Natural compounds such as lycopene, polyphenols, quercetin, phloretin, berberine, and sulforaphane show a preventive potential against SARS-CoV-2 infection [228‐231]. The lecithinised superoxide dismutase (PC-SOD) enzyme possesses excellent bioavailability, safety (confirmed in phase I and II studies), and modulatory effect to reduce the harms of oxidative stress in COVID-19 [232‐236]. It is a synthetic product with long-life and high bioavailability compared to non-lecithinsed forms of the enzyme [237, 238]. For example, the intravenous administration of PC-SOD was safe and suppressed pulmonary emphysema and fibrosis, lung inflammation or ARDS, and activation of proteases, and the expression in vitro and in animal models [234, 239‐243]. The lecithinised superoxide dismutase reduced serum LDH and surfactant protein A in patients with stage III-IV idiopathic pulmonary fibrosis without significant side effects. It would exert a more pulmonary protective effect if administered earlier during the course of the disease [233].

This review has shed light on the close relationship between mitochondrial dysfunction, NOX, ROS, NLRP3 inflammasome, TLRs, and NO as the “inflammatory circuit” of COVID-19. The lack of normal autophagy leads to central problems such as mitochondrial dysfunction and the production of ROS. Subsequently, there could be an interplay between autophagy and SARS-CoV-2, but the exact nature of such an interaction remains unclear.
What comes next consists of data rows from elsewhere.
PR #396, opened 2020-12-11
add audio and process manager

rocketman123456:
this is the code use in my project, which has so many change compare with your origin code, so it might have many problems, but i hope it will help, and add sounds in your game engine. Actually i made a simple piano example in my project using these codes

### DIFF
--- a/Hazel/src/Hazel/Core/AudioManager.h
+++ b/Hazel/src/Hazel/Core/AudioManager.h
@@ -1,0 +1,36 @@
+#pragma once
+
+#include <AL/al.h>
+#include <AL/alc.h>
+#include <AL/alext.h>
+#include <sndfile.h>
+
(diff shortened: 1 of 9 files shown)


AzadKshitij:
@TheCherno has created his own library for audio for Hazel and he is going to use that instead of OpenAL.

LovelySanta:
> @TheCherno has created his own library for audio for Hazel and he is going to use that instead of OpenAL.

That's actually not entirely true.. Cherno wrote already a wrapper around it to use inside Hazel: [HazelAudio](https://github.com/TheCherno/HazelAudio), which uses [OpenAL Soft](https://openal-soft.org/)

LovelySanta:
I would put it on hold, but since it will be quite a while before cherno get to it, I will close this instead.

The proposed crosstalk between ROS and NOX during SARS-CoV-2 infection unequivocally constitutes an emerging molecular analysis and drug design route for COVID-19. Other probable interfering signalling pathways (i.e., PAR, TLR-MyD88, ROS/NF‐_kB/TLR, and TLR4/TRIF/TRAF6) take place during SARS-CoV-2 pathogenesis. The coronavirus proteases, especially 3C-like protease (Mpro or 3CLpro), are attractive antiviral drug targets because they are essential for coronaviral replication. Such antiviral drugs would inhibit viral replication and the dysregulation of signalling cascades in infected cells that may lead to the death of healthy cells [6].

Future investigations may unveil the mitochondrial innate antiviral signalling during COVID-19, SARS-CoV-2–host interactions, and how SARS-CoV-2 exploits alterations to the mitochondrial morphophysiology to its benefit [244, 245]. The inhibitors of NOS and ROX might be promising compounds to reduce the SARS-CoV-2-related hyperinflammatory states during the cytokine response, vascular hyperpermeability, microthrombosis, tissue injury/ischaemia and fibrosis, and multiorgan failure. Nevertheless, the essential functions of NOX and ROS in normal physiology should be considered. The use of antioxidants may face potential challenges, such as physiological interferences, biological functions of NOX/ROS, lack of target access, and the inability to attain adequate ROS concentrations.